Quando o musical Fama entrou em cartaz na década de 1980, já corria mundo afora o conceito de “sociedade do espetáculo” difundido em livro homônimo do francês Guy Debord, que já estava em sua segunda edição. No livro, ele ressalta que ao mesmo tempo em que o espetáculo é parte da sociedade, ele é a própria sociedade e seu instrumento de unificação. Na refilmagem do longa, que estreia nesta sexta-feira, o que nos é apresentado é a maneira como essas bases de espetáculo são formadas.

A história se passa na New York City High School of Performing Arts e relata os quatro anos de formação de Marco, um carismático cantor; dos dançarinos Rosie, Kevin e Alice; do aspirante a cineasta Neil; de Denise, uma pianista clássica que descobrirá novos dons e da jovem atriz Jenny e do músico Victor e dos talentosos Joy e Malik.

Neste Fama dos anos 2000, entre uma formação clássica de balé ou de música, os alunos se envolvem nas baladas negras do hip hop. Praticamente tudo termina em alguma coisa com o suingue negro do movimento que nasceu nos guetos do Bronx, dessa mesma Nova Iorque onde se desenvolve a história.

Como neste mundo contemporâneo em que vivemos, o conflito acontece entre a formação erudita versus o apelo que a cultura popular exerce seja na música, seja na dança ou no cinema. Há ainda espaço para discussões sobre a arte pela arte ou a arte pela fama.  Levando em consideração o conceito de sociedade de espetáculo, o que vemos é uma escola que visa formar – em larga escala como uma boa fábrica capitalista – talentos (ou manufaturas da arte) para suprir a demanda da indústria do espetáculo cujos melhores exemplos estão nos EUA, com Hollywood e a Broadway.

Talvez por ser uma refilmagem de um clássico, temos conflitos bem comuns: o rapaz que foi abandonado pelo pai, a mocinha que tem formação erudita mas quer se aventurar pelo popular e a garota que sempre quis viver da arte e se esforça para isso, mesmo que não tenha tanto talento assim. Enfim, tudo que se espera de um filme sobre escola de artes, tem lá.

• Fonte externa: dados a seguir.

PR #3003, opened 2024-10-15
feat: Allow downloading metadata in the sequence detail view

### LINKED ISSUE #2019: How to download individual metadata?
I was tying to check our field (column) names and so went to download the info for just one sequence. I went to Ebola Sudan (though don't think this matters) and clicked on the first sequence in the list, bringing it into the 'pop up view'.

Na verdade, Fama não inova em muita coisa e faz uma releitura justa do que foi apresentado na década de 1980. Se você é aficionado por musicais ou  curte esse universo de artes dramáticas, não pode perder a exibição. É um longa justo e que cumpre o seu papel enquanto produto da sociedade do espetáculo cujo objetivo principal é entreter. Não deixa de ser divertido.

nota-6
Fame (EUA, 2009). Musical. PlayArte.
Direção: Kevin Tancharoen
Elenco: Charles S. Dutton, Thomas Dekker, Megan Mullally, Collins Pennie, Kherington Payne, Kay Panabaker, Naturi Naughton, Paul McGill, Paul Iacono, Kristy Flores e Debbie Allen.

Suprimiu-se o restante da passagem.